Cost of filial leave should be shared
ON FRIDAY, Northeast China's Heilongjiang province announced that local workers who are the only child of a family can enjoy paid leave of up to 20 days a year if their parents have to be hospitalized. Heilongjiang is the sixth province to adopt such a policy. Rednet.com comments:
Those who are a single child face a dilemma should their parents get sick and be admitted to hospital: If they choose to take care of their parents, they have to ask for unpaid leave and their request might be rejected; if they choose to continue working, their parents' treatment might be affected because they are not there to make decisions. Besides, elderly parents might suffer psychologically when they are in hospital but their children cannot come to visit them. Worse, parents might die before their children are able to visit them.

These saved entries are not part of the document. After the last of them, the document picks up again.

PR #6538, opened 2017-06-01
Improving UUID generation with better random numbers

SCdF:
Replaces Math.random() with the crypto library, if available.

I think it's mostly there. I have a couple of problems with it:
 - According to [node documentation](https://nodejs.org/api/crypto.html#crypto_determining_if_crypto_support_is_unavailable) node can be compiled without crypto support. It's not clear to me how to deal with this. `import … from` gets converted into a `require` for node, and I don't see how I can wrap that generated code in the a `try … catch` block to correctly detect if it's not available.
 - It is getting tested by virtue of [test-uuids.js](https://github.com/pouchdb/pouchdb/blob/master/tests/integration/test.uuids.js) existing, but it isn't specifically testing the `randomUInt8` function 
 - Not sure I'm supposed to [append anything to this copyright notice](https://github.com/pouchdb/pouchdb/compare/master...SCdF:better-random-uuids?expand=1#diff-b31fb7bfa63105b279cfcf023feb9263R10)

### DIFF
--- a/packages/node_modules/pouchdb-utils/src/uuid.js
+++ b/packages/node_modules/pouchdb-utils/src/uuid.js
@@ -1,3 +1,5 @@
+import randomUInt8 from './random';
+
 // BEGIN Math.uuid.js
 
 /*!
@@ -39,7 +41,17 @@ var chars = (
   'abcdefghijklmnopqrstuvwxyz'
 ).split('');
 function getValue(radix) {
-  return 0 | Math.random() * radix;
+  // Using maxRandom of 255 will produce an un-even spread of random numbers.
+  // Instead, find the biggest number (within 8-bit range) that is a multiple of
+  // radix.
+  var maxRandom = 255 - (256 % radix);
+
+  var randomValue;
+  do {
+    randomValue = randomUInt8();
+  } while (randomValue > maxRandom);
+
+  return randomValue % radix;
 }
 function uuid(len, radix) {
   radix = radix || chars.length;
--- a/packages/node_modules/pouchdb-utils/src/uuid.js
+++ b/packages/node_modules/pouchdb-utils/src/uuid.js
@@ -41,17 +41,7 @@ var chars = (
   'abcdefghijklmnopqrstuvwxyz'
 ).split('');
 function getValue(radix) {
-  // Using maxRandom of 255 will produce an un-even spread of random numbers.
-  // Instead, find the biggest number (within 8-bit range) that is a multiple of
-  // radix.
-  var maxRandom = 255 - (256 % radix);
-
-  var randomValue;
-  do {
-    randomValue = randomUInt8();
-  } while (randomValue > maxRandom);
-
-  return randomValue % radix;
+  return Math.floor(randomUInt8() / 256 * radix);
 }
 function uuid(len, radix) {
   radix = radix || chars.length;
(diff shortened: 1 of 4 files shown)


SCdF:
Some added context: we found that in a production CouchDB DB of a few million documents we had ~50 conflicts which, to the best of our understanding, came from two PouchDB instances generating the same UUID, and then replicating upward to CouchDB. This PR is an attempt to improve randomness of UUIDs generated from PouchDB by avoiding using `Math.random()` wherever possible.

packages/node_modules/pouchdb-utils/src/uuid.js
```diff
@@ -39,7 +41,17 @@ var chars = (
...
+  // Instead, find the biggest number (within 8-bit range) that is a multiple of
+  // radix.
+  var maxRandom = 255 - (256 % radix);
+
+  var randomValue;
+  do {
+    randomValue = randomUInt8();
+  } while (randomValue > maxRandom);
+
+  return randomValue % radix;
```
nolanlawson: This makes me nervous performance-wise, since we're spinning in a while loop waiting for a random value to exceed some threshold. Is there a simpler way we can use WebCrypto to generate a UUID? Note that UUIDs in PouchDB don't need to be valid uuid.v4() IDs or whatever; just as long as they're strings and not unreasonably long.

SCdF:
@nolanlawson I am (hopefully correctly) falling back on `Math.random()` for browsers that don't have it: https://github.com/pouchdb/pouchdb/pull/6538/files#diff-90fe6da3653718331d8603cde18234efR6

packages/node_modules/pouchdb-utils/src/uuid.js
SCdF: I get the nervousness! While loops based on random values are definitely cause for another look. tl;dr; though, in normal uuids it never loops, and worst case it almost never loops.

`randomUInt8` generates numbers between 0 and 255, and so the theoretical worst the threshold % chance can be is ~50% (a radix of 129). In legit use of `uuid()` with radixes under 62 the worst case (radix 52) is ~81%. In the standard UUID case where the radix is 16 it's actually *100%*: i.e. it will never loop.

The intention with this approach was to change as little as possible in regard with how you generated uuids. To match what you can do with web crypto (generate random bytes) with what you can do with Math.random (generate a float 0 < x < 1) I hid it behind generating the index into char based on the radix. The reason it can loop (on some radixes) is that if the random number is larger than the maximum multiple of the radix then we'll generate uneven random numbers (because the entire collection of possibilities now don't map evenly against every radix possibility).

A faster approach (in terms of UUID generation)--or at least one that doesn't have a while loop in it-- would be to just use the `node-uuid` library. I'm not sure how it's MIT licence gels with PouchDB's Apache one, but if it's acceptable we could pretty much just copy https://github.com/kelektiv/node-uuid/blob/master/v4.js whole cloth.

daleharvey:
So yeh also worried about the while loop, however in node we do not really care about the package size of the uuid generation, its only in the browser that it matters, so if you want to use lightweight browser code and the standard package for node, think that would be ok?

SCdF:
(actually don't merge this change. Doing some more testing and I'm not happy with the distribution. I suspect it has something to do with float precision)

SCdF:
I'm closing this in favour of trying a different approach: using the node-uuid library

However, the new leave will be an extra burden on enterprises, because employers will still have to pay any employees taking the additional leave. Worse, some enterprises might try to avoid employing those who are the only child of their family in order to save the cost.
In order to avoid such a situation, local governments need to ensure that enterprises don't bear the additional cost alone. For example, local governments could reimburse enterprises, or grant them tax incentives, according to the number of their staff members who apply for the new leave, so the additional financial burden is shared. It was a decadelong official policy that couples should have one child only. Now the local governments are obliged to help those who followed that policy.